In the same category of natural herbicides could also come the Small Copper butterflies which have been seen egg-laying on the docks are appearing as weeds in the crops. As their sole larval food plant, herbivory in such cases must be having a postive impact.
And then of course pollinators – bees, such as the Tree Bumblebee below, are particularly renowned for this but many other insects play their part too, from hoverflies to beetles. Onesuch, the small malachite beetle Axinotarsus marginalis, a known pollinator, was interesting as it is another recent colonist of Britain, and previously unknown to us.

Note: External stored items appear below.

PR #167, opened 2017-03-18
Enable back-compat with pre-N-API node

jasongin:
With a few small changes, we can use these same `node_api_*` source files for back-compat all the way down to node v4.0.

 - Instead of `NODE_EXTERN`, define a new `NAPI_EXTERN` macro with different logic that also enables static-linking N-API when targeting older node versions,
 - Now that we're not using `NODE_EXTERN`, I reverted the refactoring of `node_macros.h`, so the PR diff will be smaller.
 - V8 in node v4 does not have a `Persistent::Get()` method. That is trivial to work around because there is a `Local<Value>` constructor that takes a persistent and yields exactly the same thing.
 - V8 in node v4 does not have a `Persistent::SetWeak()` method that doesn't take a callback. This is more difficult to work around. (Passing `nullptr` for the callback is not allowed.) It's a problem for the `napi_wrap()` implementation for a complicated reason explained in https://github.com/nodejs/abi-stable-node/pull/118. Due to this limitation, as far as I can see it is not possible to exactly implement the previous behavior of `napi_wrap()` for node v4. Since we don't want different behavior on different Node versions, I think it's better to make `napi_wrap()` a little more restrictive - see the comments there. It's still good though because it works with the two main wrapping scenarios I know of: wrapping a singleton instance that lives forever (as leveldown does) where the reference is not tracked, and wrapping a refcounted instance (as the C++ `ObjectWrap` helper does, which is used by node-canvas and many others).

A related PR for the `node-api` repo uses a copy of the `node_api*` source files to enable back-compat: https://github.com/nodejs/node-api/pull/7


jasongin:
CI passed: https://ci.nodejs.org/view/x%20-%20Abi%20stable%20module%20API/job/node-test-commit-linux-abi/54/

gabrielschulhof:
We also need to modify addons' `binding.gyp` files to also include node_api.cc - conditionally, if we only want forward compatibility, and unconditionally if we want forward and backwards compatibilty. In the latter case, the API will always be compiled into the addon.

Also, if we want to build against an older version of node, we need to ship node_api.cc and node_api_async.cc in a separate npm package, right?

So, can we say that a portion of the V8 API sufficient for implementing N-API *has* been ABI-stable since Node.js version 4.0?

LGTM, but please test this with a module such that you build it once and then run it unchanged with a version 4.x, 6.x, upstream master, and our api-prototype-8.x on at least Windows and Linux!

mhdawson:
How does this relate to to the Node object wrap functionality which we use previously and is used today in modules? 

The key thing I'd like you to confirm (my assumption is yes) is that even with the new restrictions, the N-API object wrap provides the same or more function that the existing node implementation.

mhdawson:
@gabrielschulhof I don't follow your discussion on getting backward compatibility.  As soon as the node_api.cc is compiled into the module, the module is tied to that specific node version as it is using the v8 shape which is tied to that version of Node.

jasongin:
> We also need to modify addons' binding.gyp files to also include node_api.cc - conditionally, if we only want forward compatibility, and unconditionally if we want forward and backwards compatibilty. In the latter case, the API will always be compiled into the addon.
Also, if we want to build against an older version of node, we need to ship node_api.cc and node_api_async.cc in a separate npm package, right?

Yes, all that is handled in the `node-api` repo PR linked above.

> So, can we say that a portion of the V8 API sufficient for implementing N-API has been ABI-stable since Node.js version 4.0?

It has at least been source-stable. I'm not sure it has been ABI-stable.

jasongin:
> The key thing I'd like you to confirm (my assumption is yes) is that even with the new restrictions, the N-API object wrap provides the same or more function that the existing node implementation.

Yes. The `Napi::ObjectWrap` class in the C++ helpers still provides exactly the same functionality as the `node::ObjectWrap` class.

The only scenario that could have worked before but doesn't work now would be if you called `napi_wrap` to get a reference to the wrapper object, then deleted the reference *before* the finalizer callback was invoked: now there could be a memory leak because the finalizer will not run after the reference is destroyed. But that's not really a valid scenario: the Node and NAPI `ObjectWrap` implementation always delete the reference in response to the finalizer callback.

jasongin:
> As soon as the node_api.cc is compiled into the module, the module is tied to that specific node version as it is using the v8 shape which is tied to that version of Node.

Yes, just as it has always been when compiling native modules. The "backward compatibility" aspect is that you get to use the NAPI APIs on older versions of node, but *without* the benefit of not having to rebuild across versions.

gabrielschulhof:
@mhdawson Sorry! I keep forgetting the mangling that C++ does.

mhdawson (approved):
LGTM

boingoing (approved):
LGTM

digitalinfinity (approved):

Of course there was also a vast range of other invertebrates, ones that cannot be argued as directly beneficial to the farm, but the sum total of which gives credence to the idea of organic cultivation as ecological farming, treating the land as an ecosystem to be nurtured and treasure:
Whether common or rare, all are important in the web of life. But it is always exciting to find the scarcities. Only a couple of weeks ago, Sarah found a Pied Shield-bug, for which the Essex Field Club distribution map shows only one other location in the Tendring Peninsula. Likewise, exactly the same comment can be made for the Bryony Bee we photographed on the boundary with Hockley Wood, except that as well as its local scarcity (see map here), it is considered to be nationally rare.

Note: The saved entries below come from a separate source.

Issue #168, opened 2017-03-20
CI run broken by N-API experimental warning


mhdawson:
Looks like the CI runs are broken: https://ci.nodejs.org/job/node-test-commit-linux-abi/nodes=ubuntu1404-64/55/console

An example failure:

```
not ok 57 parallel/test-child-process-custom-fds
  ---
  duration_ms: 0.138
  severity: fail
  stack: |-
    /home/iojs/build/workspace/node-test-commit-linux-abi/nodes/ubuntu1404-64
    (node:31351) [DEP0006] DeprecationWarning: child_process: options.customFds option is deprecated. Use options.stdio instead.
    (node:31351) Warning: N-API is an experimental feature and could change at any time.
    
    assert.js:81
      throw new assert.AssertionError({
      ^
    AssertionError: 'Warning' === 'DeprecationWarning'
        at process.on.exports.mustCall (/home/iojs/build/workspace/node-test-commit-linux-abi/nodes/ubuntu1404-64/test/common.js:607:12)
        at process.<anonymous> (/home/iojs/build/workspace/node-test-commit-linux-abi/nodes/ubuntu1404-64/test/common.js:473:15)
        at emitOne (events.js:122:20)
        at process.emit (events.js:212:7)
        at internal/process/warning.js:74:13
        at _combinedTickCallback (internal/process/next_tick.js:73:7)
        at process._tickCallback (internal/process/next_tick.js:104:9)
  ...
```

So I believe it would be related to: https://github.com/nodejs/abi-stable-node/commit/7e2cbb944c07e25298a30a5372c3d01c79314a43

mhdawson:
Possibly related to the change which was made after the CI run in the PR.

mhdawson:
@jasongin

jasongin:
Sorry about that, I guess I forgot to run CI again after updating the PR.

We actually do want this warning here. I think I'll have to update all the tests to expect that N-API warning.

jasongin:
The failures were coming from non-NAPI tests that were expecting specific warnings but failed due to this unexpected warning. The best way to fix this is to just switch N-API to be disabled by default (as planned anyway), so that those other tests don't enable N-API and don't see this warning.

Fixed by https://github.com/nodejs/abi-stable-node/pull/169

PR #169, opened 2017-03-20
Disable N-API by default

jasongin:
Set N-API to be off by default, unless enabled via the `--napi-modules` command-line option.

Fixes https://github.com/nodejs/abi-stable-node/issues/168

CI: https://ci.nodejs.org/job/node-test-commit-linux-abi/56/


gabrielschulhof:
LGTM 👍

All of the above, and we have hardly even mentioned the showiest of them all, the butterflies, a kaleidoscope of biodiversity weaving their confetti magic throughout the farm: browns, whites, Peacocks and Red Admirals, together with neighbouring woodland specialities – Purple Hairstreak and Silver-washed Fritillary:
Just 3.5 hectares provides more than 150 weekly veg shares, and keeps wildlife and the environment happy. At a time when food standards are at huge risk from the pressures of predatory US producers, with considerably lower, barrel-bottom-scraping standards on pesticide residues and suchlike waiting in the wings following Brexit, we must treasure, support and safeguard those like Bennison Farm that maintain our and the planet’s health.